Issue #431, opened 2019-09-17
Systemd issue


GeorgianaElena:
As pointed out in https://github.com/jupyterhub/the-littlest-jupyterhub/issues/408 and https://github.com/jupyterhub/the-littlest-jupyterhub/issues/237, having ``ProtectHome=tmpfs`` raises some issues:
-  systemd version in Ubuntu Bionic is 237 and ``ProtectHome=tmpfs`` isn't recognized as a valid option, which causes *ProtectHome* to default to *no*.
  (check this with ``systemctl show jupyterhub.service -p ProtectHome`` shows: *ProtectHome=no*)
  Changing ``ProtectHome=yes``(jupyterhub process should have no access to home directories) results in failing spawns because the users home directories don't get created.
- systemd version in [Ubuntu 18.10 is 239](https://packages.ubuntu.com/cosmic/systemd), which supports ``ProtectHome=tmpfs``, but as pointed out in https://github.com/jupyterhub/the-littlest-jupyterhub/issues/237, this doesn't work as expected and users home directories don't get created.

Reading through [systemd's man](https://www.freedesktop.org/software/systemd/man/systemd.exec.html#ProtectHome=), it is my understanding that:
1. having ``ProtectHome=yes``(Ubuntu 18.04) in *jupyterhub.service* makes */home* inaccessible and empty for processes invoked by the jupyterhub unit. This means that when the [spawner is trying to add the user and create its home directory](https://github.com/jupyterhub/the-littlest-jupyterhub/blob/master/tljh/jupyterhub_config.py#L35), because it's being invoked by the jupyterhub unit (thus, */home* is not accessible), it fails with:  
```
Previous spawn for abcd failed: Command '['useradd', '--create-home', 'jupyter-abcd']' returned non-zero exit status 12.
```
2. having ``ProtectHome=tmpfs`` (Ubuntu 18.10)  in *jupyterhub.service*  a temporary file system is mounted on */home* in read-only mode. Being read-only, when the spawner is trying to create the user's home directory */home/jupyter-user* will result in a failure (though I don't understand why an error isn't shown).

I *think* that:
- on Ubuntu 18.04 everything works because ``ProtectHome=tmpfs`` is not recognized and it becomes ``ProtectHome=no`` giving to the jupyterhub unit access to the home directory and thus it's able to create sub-directories in */home* for the users)
[...]

Issue #408, opened 2019-07-30
Systemd config does not validate under Ubuntu Bionic


stormerider:
```
Jul 30 20:56:50 dev-ml systemd[1]: /etc/systemd/system/jupyterhub.service:12: Failed to parse protect home value, ignoring: tmpfs
```
This is from the jupyterhub service file:
```
root@dev-ml:/opt/tljh/config# cat /etc/systemd/system/jupyterhub.service 
# Template file for JupyterHub systemd service
# Uses simple string.format() for 'templating'
[Unit]
# Traefik must have successfully started *before* we launch JupyterHub
Requires=traefik.service
After=traefik.service

[Service]
User=root
Restart=always
# jupyterhub process should have no access to home directories
ProtectHome=tmpfs
WorkingDirectory=/opt/tljh/state
# Protect bits that are normally shared across the system
PrivateTmp=yes
PrivateDevices=yes
ProtectKernelTunables=yes
ProtectKernelModules=yes
Environment=TLJH_INSTALL_PREFIX=/opt/tljh
# Run upgrade-db before starting, in case Hub version has changed
# This is a no-op when no db exists or no upgrades are needed
ExecStart=/opt/tljh/hub/bin/python3 -m jupyterhub.app -f /opt/tljh/hub/lib/python3.6/site-packages/tljh/jupyterhub_config.py --upgrade-db

[Install]
# Start service when system boots
WantedBy=multi-user.target
root@dev-ml:/opt/tljh/config# 
```
From my research, ProtectHome=tmpfs was introduced in [version 238](https://www.phoronix.com/scan.php?page=news_item&px=Systemd-238-Released) of systemd. Ubuntu Bionic is still on version 237.

feria35:
Hello @stormerider or anyone who has that issue.
My VPS is on Ubuntu 18.04 Server (by OVH) Bionic.
I had exactly the problem you described and I noticed it only happened when NginX was already installed, I mean before TLJH install. Stopping the service NginX is not enough to get rid of that error at TLJH's install.
So, from nowadays, I install **TLJH before NginX**, Let's Encrypt, PHP etc ..  and it's OK now.
I can't give you any explaination, but it might help you.

stormerider:
That's interesting. I do have nginx installed. and it probably was before TLJH. I still think it is a bug; it's trying to use a feature that Bionic doesn't support.

Issue #237, opened 2018-11-22
TLJH does not automatically create home directories for new users on Ubuntu Server 18.10


owah:
Once tljh was up and running ([after I changed the installer locally to use a newer node version](https://github.com/jupyterhub/the-littlest-jupyterhub/issues/236)), I couldn't start any notebooks, because the spawner process would time out. I have looked into the logging and came upon the following:

```
sudo journalctl -u jupyter-testuser:

Nov 22 12:09:20 blockchainlab systemd[1]: Started /bin/bash -c cd /home/jupyter-testuser && exec jupyterhub-singleuser --port=36531.
Nov 22 12:09:20 blockchainlab systemd[20897]: jupyter-testuser.service: Changing to the requested working directory failed: No such file or directory
Nov 22 12:09:20 blockchainlab systemd[20897]: jupyter-testuser.service: Failed at step CHDIR spawning /bin/bash: No such file or directory
Nov 22 12:09:20 blockchainlab systemd[1]: jupyter-testuser.service: Main process exited, code=exited, status=200/CHDIR
Nov 22 12:09:20 blockchainlab systemd[1]: jupyter-testuser.service: Failed with result 'exit-code'.
```

I have manually created a home directory for the user, assigned the proper permissions and then restarted the service. After doing so I was able to launch a Python 3 notebook.

yuvipanda:
Thanks for opening this, @owah! Can you provide logs from JupyterHub itself (`sudo journalctl -u jupyterhub`)? That should hopefully provide output on why the initial adduser command is failing.

owah:
hi @yuvipanda, this is the weird thing, the command does not fail! I've checked the logs and all I see is:
```
Nov 23 21:50:11 juphubtest useradd[3081]: new group: name=jupyter-testuser, GID=1004
Nov 23 21:50:11 juphubtest useradd[3081]: new user: name=jupyter-testuser, UID=1002, GID=1004, home=/home/jupyter-testuser, shell=/bin/sh
```

yuvipanda:
@owah interesting. is this repeatable? I wonder if adduser behavior changed in 18.l0.

owah:
@yuvipanda it is.

What I have tried so far:
replace `subprocess.check_call()` with `os.system("useradd --create-home " + username)` and `os.system("useradd --create-home hardcoded-name")`

In both cases, the user gets added to `/etc/passwd` but no home-dir. is created.

[...]

PR #435, opened 2019-09-19
Disable ProtectHome=tmpfs

GeorgianaElena:
This disables ProtectHome for jupyterhub process and enables it for the traefik process (ref: https://github.com/jupyterhub/the-littlest-jupyterhub/issues/431).

Should fix https://github.com/jupyterhub/the-littlest-jupyterhub/issues/431, https://github.com/jupyterhub/the-littlest-jupyterhub/issues/408 and https://github.com/jupyterhub/the-littlest-jupyterhub/issues/237.


minrk:
Thanks!

Issue #445, opened 2019-10-10
`apt.add_source` keeps adding lines


willirath:
On one of my Ubuntu deployments, I've found a ` /etc/apt/sources.list.d/nodesource.list` containing the following:

```
deb https://deb.nodesource.com/node_10.x bionic maindeb https://deb.nodesource.com/node_10.x bionic maindeb https://deb.nodesource.com/node_10.x bionic maindeb https://deb.nodesource.com/node_10.x bionic maindeb https://deb.nodesource.com/node_10.x bionic maindeb https://deb.nodesource.com/node_10.x bionic maindeb https://deb.nodesource.com/node_10.x bionic maindeb https://deb.nodesource.com/node_10.x bionic maindeb https://deb.nodesource.com/node_10.x bionic main
```

If I remember rightly, we had connectivity problems when setting up the machine, and re-ran the TLJH setup multiple times. My understanding of https://github.com/jupyterhub/the-littlest-jupyterhub/blob/master/tljh/apt.py#L21_L36 is that it should prevent adding the source if it's already contained. But it does seem to fail at that.

PR #449, opened 2019-10-21
Write out deb line only if it already doesn't exist

GeorgianaElena:
Should fix https://github.com/jupyterhub/the-littlest-jupyterhub/issues/445


yuvipanda:
Awesome, thanks @georgianaelena

PR #453, opened 2019-10-24
Add hook for new users

### LINKED ISSUE #451: Add new-user-hook
Hi,

I would like a hook, which runs code after a new user was created. In my case I would use it to configure a specific database access with the user's credentials after the first login. 

What are your thoughts on this? Any counter arguments?

edit: just saw that the plugin-manager is specific to installer.py. Do you think it would be easy to adapt for the new-user-creation method?

jkfm:
 - [ ] Add tests

So I plugged the hook into ensure_user, which works locally. I did not yet write a test, because I am unsure about where would be the best location to test this functionality (and I did not want to break any existing test). Maybe you could point this out to me. 

I think adding documentation would not be needed, as the hooks are referenced as a python file in the docs.

 

(Closes #451 )

### DIFF
--- a/tljh/user.py
+++ b/tljh/user.py
@@ -8,14 +8,8 @@ import pwd
 import subprocess
 from os.path import expanduser
 
-import pluggy
-
-from tljh import hooks
-
 # Set up plugin infrastructure
-pm = pluggy.PluginManager('tljh')
-pm.add_hookspecs(hooks)
-pm.load_setuptools_entrypoints('tljh')
+from tljh.utils import get_plugin_manager
 
 
 def ensure_user(username):
@@ -30,6 +24,8 @@ def ensure_user(username):
     except KeyError:
         # User doesn't exist, time to create!
         pass
+
+    pm = get_plugin_manager()
 
     subprocess.check_call([
         'useradd',
--- a/tljh/user.py
+++ b/tljh/user.py
@@ -37,13 +37,13 @@ def ensure_user(username):
         username
     ])
 
-    pm.hook.tljh_new_user_create(username=username)
-
     subprocess.check_call([
         'chmod',
         'o-rwx',
         expanduser('~{username}'.format(username=username))
     ])
+
+    pm.hook.tljh_new_user_create(username=username)
 
 
 def remove_user(username):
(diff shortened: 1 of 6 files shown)


tljh/user.py
```diff
@@ -3,11 +3,20 @@
...
 import grp
+import pwd
 import subprocess
 from os.path import expanduser
 
+import pluggy
+
+from tljh import hooks
+
+# Set up plugin infrastructure
```
yuvipanda: We already instantiate a PluginManager object here: https://github.com/jupyterhub/the-littlest-jupyterhub/blob/master/tljh/jupyterhub_config.py#L72. users.py gets imported from the same place. I'd like us to have only one PluginManager object per process. Can you put it in utils.py maybe?

tljh/user.py
```diff
@@ -28,9 +37,11 @@ def ensure_user(username):
         username
     ])
 
+    pm.hook.tljh_new_user_create(username=username)
```
yuvipanda: We should probably move this to the end, after the chmod - in case they wanna undo the effects of the chmod.

tljh/user.py
jkfm: Good call!

tljh/user.py
jkfm: I agree as well

jkfm:
So I agree that there should be some tests, I'll try to find some time for them!

yuvipanda:
@jkfm it turns out I was wrong, and there *are* some plugin tests! `integration-tests/test_simplest_plugin.py`. The plugin it is testing is under `integration-tests/plugins/simplest`. We could maybe create a similar plugin for this and test it?

Apologies for the very delayed review...

jkfm:
No worries, am on vacation myself and will take a look in a couple of weeks.

So you are saying, that an integration test would suffice here?

Regards,
Johannes

Yuvi Panda <notifications@github.com> schrieb am Mi., 13. Nov. 2019, 00:25:

yuvipanda:
@jkfm yep! An integration test would be good enough

jkfm:
Hey @yuvipanda , do you know if the pipeline fails due to my added test? Because the specific error message points to the conda-package.

jkfm:
Friendly ping @yuvipanda :)

yuvipanda:
I think the failure is unrelated, @jkfm. I've merged this now - apologies for the delay!

jkfm:
Thanks!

■ ■ ■ ■ ■ ■ ■

_Work instructions:_
Lines containing the word "blockchainlab" are to be located in the entries and copied.

_Solved exercise:_
Nov 22 12:09:20 blockchainlab systemd[1]: Started /bin/bash -c cd /home/jupyter-testuser && exec jupyterhub-singleuser --port=36531.
Nov 22 12:09:20 blockchainlab systemd[20897]: jupyter-testuser.service: Changing to the requested working directory failed: No such file or directory
Nov 22 12:09:20 blockchainlab systemd[20897]: jupyter-testuser.service: Failed at step CHDIR spawning /bin/bash: No such file or directory
Nov 22 12:09:20 blockchainlab systemd[1]: jupyter-testuser.service: Main process exited, code=exited, status=200/CHDIR
Nov 22 12:09:20 blockchainlab systemd[1]: jupyter-testuser.service: Failed with result 'exit-code'.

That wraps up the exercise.